WHAT IS REQUIRED: The lines from the one with "Operation add datasource" through the last line below are to be copied exactly; no other lines are to be returned.

DATASET:
════════════════════

PR #186, opened 2017-02-10
Operation add datasource and remove datasource fails if running on th…

josejulio:
…e newest hawkular-services container

We now detect (currently via env variable) if we are running in one and expects those tests to fail.


josejulio:
I'll try to get the server [immutable flag](https://github.com/hawkular/hawkular-agent/pull/286) instead of setting a value.

josejulio:
@pilhuhn This tries to fetch the "In Container" property from the agent to determine how to behave on a couple of operation specs. If said property isn't found, we default to "In Container" = false.

pilhuhn:
I'll merge that now. In-Container flag will be provided for container builds once https://github.com/hawkular/hawkular-services/pull/122 is merged.

josejulio:
There seems to be new errors there, I'll check it and follow this up.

════════════════════

ANSWER:
Operation add datasource and remove datasource fails if running on th…

josejulio:
…e newest hawkular-services container

We now detect (currently via env variable) if we are running in one and expects those tests to fail.


josejulio:
I'll try to get the server [immutable flag](https://github.com/hawkular/hawkular-agent/pull/286) instead of setting a value.

josejulio:
@pilhuhn This tries to fetch the "In Container" property from the agent to determine how to behave on a couple of operation specs. If said property isn't found, we default to "In Container" = false.

pilhuhn:
I'll merge that now. In-Container flag will be provided for container builds once https://github.com/hawkular/hawkular-services/pull/122 is merged.

josejulio:
There seems to be new errors there, I'll check it and follow this up.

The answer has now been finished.